6. Interpret: High Anti-Squat (over 100%) generally promotes traction on launch but can cause wheel hop or binding. Lower values (50-80%) might be better for handling and ride quality. The ideal value depends on your goals.

Key Factors That Affect 4 Link Calculator Results

Several factors influence the outputs of a 4 link calculator and the resulting suspension behavior:

• Bar Angles/Lengths: The angles and lengths of the upper and lower bars, determined by their mount locations, are the primary determinants of the IC location. Small changes can significantly move the IC using the 4 link calculator.
• Vertical Separation at Axle and Frame: The vertical distance between the upper and lower bar mounts on both the axle and frame sides directly impacts bar angles and thus the IC.
• Horizontal Separation of Mounts: The fore-aft distance between the axle and frame mounts for each bar dictates the bar’s length and angle.
• Center of Gravity (CoG) Height: The CoG height is crucial for the Anti-Squat calculation. A higher CoG will generally result in higher Anti-Squat for a given IC location, as seen in the 4 link calculator formula.
• Wheelbase: The wheelbase also affects the Anti-Squat percentage, scaling the effect of the IC location relative to the CoG.
• Tire Diameter: While it doesn’t directly affect IC or Anti-Squat percentage as calculated here (using ground as reference), it sets the axle height and can influence practical mounting points. It is used for the visual chart.

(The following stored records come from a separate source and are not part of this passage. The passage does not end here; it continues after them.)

PR #465, opened 2024-10-24
Bindings forwarder

jonstacks:
## What

This adds in a new bindings forwarder deployment. The bindings forwarder watches for `bindingsv1alpha1.EndpointBindings` CRs and listens on the desired port so that incoming connections destined for the service have something to connect to. We still need to wire this up to connect to ngrok and forward the bytes there so that the endpoint is fully bound. For now, we simply use an example connection handler that prints information about the connection and echos back what the user inputs.

## How

* Added the initial bindings forwarder program, `bindings-forwarder-manager`. This sets up another manager and makes a new non leader elected controller with the `ForwarderReconciler`. The `ForwarderReconcile` listens starts and stop listening on the configured ports as needed.
* Added an example ConnectionHandler. We'll change this later, but for now it'll help us test
* Added in a new Deployment, Role, Rolebinding, and (optional) service account to the helm chart

## Breaking Changes
No, this is all hidden behind the helm values `bindings.enabled` which defaults to `false`.

### DIFF
--- a/cmd/api/main.go
+++ b/cmd/api/main.go
@@ -472,12 +472,14 @@ func enableGatewayFeatureSet(_ context.Context, _ managerOpts, mgr ctrl.Manager,
 func enableBindingsFeatureSet(_ context.Context, opts managerOpts, mgr ctrl.Manager, _ *store.Driver, _ ngrokapi.Clientset) error {
 	// EndpointBindings
 	if err := (&bindingscontroller.EndpointBindingReconciler{
-		Client:             mgr.GetClient(),
-		Scheme:             mgr.GetScheme(),
-		Log:                ctrl.Log.WithName("controllers").WithName("EndpointBinding"),
-		Recorder:           mgr.GetEventRecorderFor("bindings-controller"),
-		ClusterDomain:      opts.clusterDomain,
-		PodForwarderLabels: []string{}, // TODO(hkatz) Implement me
+		Client:        mgr.GetClient(),
+		Scheme:        mgr.GetScheme(),
+		Log:           ctrl.Log.WithName("controllers").WithName("EndpointBinding"),
+		Recorder:      mgr.GetEventRecorderFor("bindings-controller"),
+		ClusterDomain: opts.clusterDomain,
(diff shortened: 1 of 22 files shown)


cmd/api/main.go
```diff
@@ -472,12 +472,14 @@ func enableGatewayFeatureSet(_ context.Context, _ managerOpts, mgr ctrl.Manager,
...
-		ClusterDomain:      opts.clusterDomain,
-		PodForwarderLabels: []string{}, // TODO(hkatz) Implement me
+		Client:        mgr.GetClient(),
+		Scheme:        mgr.GetScheme(),
+		Log:           ctrl.Log.WithName("controllers").WithName("EndpointBinding"),
+		Recorder:      mgr.GetEventRecorderFor("bindings-controller"),
+		ClusterDomain: opts.clusterDomain,
+		UpstreamServiceLabelSelector: map[string]string{
+			"app.kubernetes.io/component": "bindings-forwarder",
+		}, // TODO(hkatz) Implement me
```
hjkatz, line 482: Nit: Remove todo?

cmd/bindings-forwarder/main.go
```diff
@@ -0,0 +1,161 @@
...
+	mgr, err := ctrl.NewManager(k8sConfig, options)
+	if err != nil {
+		return fmt.Errorf("unable to start bindings-forwarder-manager: %w", err)
+	}
+
+	bd := bindingsdriver.New()
+
+	if err = (&bindingscontroller.ForwarderReconciler{
+		Client:         mgr.GetClient(),
+		Log:            ctrl.Log.WithName("controllers").WithName("tunnel"),
```
hjkatz, line 138: Nit: Is this a tunnel controller or some other kind?

hjkatz (approved):

cmd/bindings-forwarder/main.go
jonstacks: Looks like a copypasta mistake. I'll update it

cmd/api/main.go
jonstacks: Will fix

PR #95, opened 2022-10-14
feat: vn re-registers each epoch

brianp:
Description
---
- Removes auto registration on startup
- Adds auto registration when config option `auto_register` is set to true and the epoch changes

Caveats:
- If auto register is set it'll register on the next epoch change regardless of if it's ever been registered before. VN doesn't currently track its own registered state.
- ~~The current scanning for epoch change is done on a 2-minute interval which is likely a bad interval type to use. We should probably use the block height, which is being scanned more frequently anyway.~~ The current scanning happens at the same interval as the epoch manager scans the base layer. Might be good to set up a channel to pub/sub epoch changes.

Motivation and Context
---
To keep the VN registered as the epochs change.

How Has This Been Tested?
---
Manually


brianp:
Oddities I didn't fix in this PR:

There's a delay between registering (confirmed tx) and when the VN web interface shows the vn as registered.

~~There's something re-adding the VN as a registered VN each epoch locally. As in the VN looks like it has re-registered each epoch via the web interface and DB even if it has not sent a new registration. Potentially scanning is being done from the wrong height.~~
This turns out to be a feature. The VN timeout is 100 blocks. After a registration occurs we don't need to re-register again for longer than I would have initially expected.

sdbondi (approved):
utAck

CjS77:
ACK

PR #96, opened 2022-10-17
feat: implement waiting for transaction result in jrpc

sdbondi:
Description
---

- adds `wait_for_result` flag to submit transaction request
- adds HotstuffEvent broadcast channel which notifies caller OnCommit or OnError
- adds optional `--wait-for-result` flag submit-call-function cli command

Motivation and Context
---
Allow created components to be displayed once transaction executes.

Currently, it more often than not will fail.

How Has This Been Tested?
---
Manually


stringhandler (approved):
utACK

PR #100, opened 2022-10-18
feat: use default port

Cifko:
Description
---
Use default per network ports for grpc for base node and wallet.


stringhandler (approved):

stringhandler:
utACK

PR #104, opened 2022-10-18
feat: better sqlite object pledging

stringhandler:
Description
---
* remove ObjectId. Only use shards, and one object per shard
* remove Objects table 
* rename substate_changes table to substates
* add columns to substates for tracking pledges. Of note is the column `is_draft` which signifies the pledging of objects

Motivation and Context
---
Objects must exist in order to be pledged, and the current state should be read from previous data.

How Has This Been Tested?
---
manually


dan_layer/storage_sqlite/migrations/2022-10-03-178235_create_shard_store/up.sql
```diff
@@ -90,21 +90,19 @@ create table leader_proposals (
...
-create table substate_changes (
+create table substates (
     id integer not null primary key AUTOINCREMENT,
+    substate_type text not null,
     shard_id blob not NULL,
-    substate_change text not null,
-    tree_node_hash blob not NULL
+    node_height bigint not NULL,
+    data blob null,
+    created_by_payload_id blob not null,
```
jorgeantonio21, line 100: As a curiosity: can't we store a serialized byte buffer from `SubstateState`, and recover the data from `create_by_payload_id` and `deleted_by_payload_id`, etc by deserializing it ? why adding these as fields of the table of their own ?

dan_layer/core/src/storage/error.rs
```diff
@@ -66,6 +66,8 @@ pub enum StorageError {
     LockError,
     #[error("Error converting to or from json: {0}")]
     SerdeJson(#[from] serde_json::Error),
+    #[error("Error converting substate type:{substate_type}")]
```
jorgeantonio21, line 69: Add a space after `:`

jorgeantonio21:
LGTM ! :)

dan_layer/core/src/models/payload.rs
```diff
@@ -63,11 +63,11 @@ impl Payload for (String, Vec<ShardId>) {
         self.1.clone()
     }
 
-    fn objects_for_shard(&self, shard: ShardId) -> Vec<(ObjectId, SubstateChange, ObjectClaim)> {
+    fn objects_for_shard(&self, shard: ShardId) -> Option<(SubstateChange, ObjectClaim)> {
```
sdbondi, line 66: `object_for_shard`?

dan_layer/storage_sqlite/src/sqlite_shard_store_factory.rs
```diff
@@ -610,28 +651,87 @@ impl ShardStoreTransaction<PublicKey, TariDanPayload> for SqliteShardStoreTransa
...
-            };
-
-            diesel::insert_into(substate_changes)
-                .values(&new_row)
-                .execute(&self.connection)
-                .map_err(|e| Self::Error::QueryError {
-                    reason: format!("Save substate change: {}", e),
-                })?;
+
+            let rows_affected = diesel::update(
```
sdbondi, line 661: Looks like upserts are a Diesel 2.0 feature. A raw query is probably easiet `REPLACE OR INSERT INTO` 
and would greatly shorten this code. Though happy to leave as is

sdbondi (approved):
utAck

PR #122, opened 2022-10-20
feat: add sqlite message logging

stringhandler:
Description
---
Adds a Sqlite log of all incoming and outgoing messages, stored in `data/peer_db/message_log.sqlite`.

Also saves the payload before sending out a NewView message. This is not 100% ideal, since nodes may not receive the payload via mempool sync.

Motivation and Context
---
The main aim here is to help debugging. This code should eventually be removed via config, since it is not implemented efficiently and will hinder performance. Until then, it helps with two things: Was something sent. Was it received. And do they match on both sides.

How Has This Been Tested?
---
Manually

### DIFF
--- a/.license.ignore
+++ b/.license.ignore
@@ -1,5 +1,6 @@
 ./CODEOWNERS
 ./LICENSE
+./comms/tari_comms_logging/src/schema.rs
 ./dan_layer/storage_sqlite/src/schema.rs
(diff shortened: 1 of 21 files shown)


sdbondi (approved):
Nice

sdbondi:
utACK

SWvheerden (commented):
utACK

Frequently Asked Questions (FAQ)

What is Instant Center (IC)?

The Instant Center is the theoretical point in the side view around which the axle housing rotates relative to the chassis for small suspension movements.

What is Anti-Squat?

Anti-Squat is a suspension characteristic that uses the forces during acceleration to counteract the natural tendency of the rear of the car to “squat” or compress.

What is 100% Anti-Squat?

100% Anti-Squat means the suspension geometry is configured to completely counteract the squatting forces under acceleration, keeping the rear at a constant height during initial acceleration.

Is more Anti-Squat always better?

No. While high Anti-Squat (100%+) can improve launch traction in drag racing, it can also lead to harshness, wheel hop, or poor handling on bumpy surfaces or in corners. Use the 4 link calculator to find a balance.

What happens if the bars are parallel in side view?

If the upper and lower bars are parallel, the Instant Center is at infinity, and the Anti-Squat will be very low or zero. The 4 link calculator will show a very large ICx.

How do I change the Anti-Squat?

You can change the Anti-Squat by moving the mounting points of the 4-link bars, which changes their angles and thus the IC location. Use the 4 link calculator to see the effect of these changes.

What is Pro-Squat?

Pro-Squat (or less than 0% Anti-Squat, also called Anti-Lift in some contexts if IC is very low/rearward) is when the suspension geometry actually encourages the rear to squat more under acceleration.

Does the 4 link calculator account for chassis flex or tire deflection?

No, this is a purely geometric calculator and does not account for real-world compliances like chassis flex or tire sidewall deflection.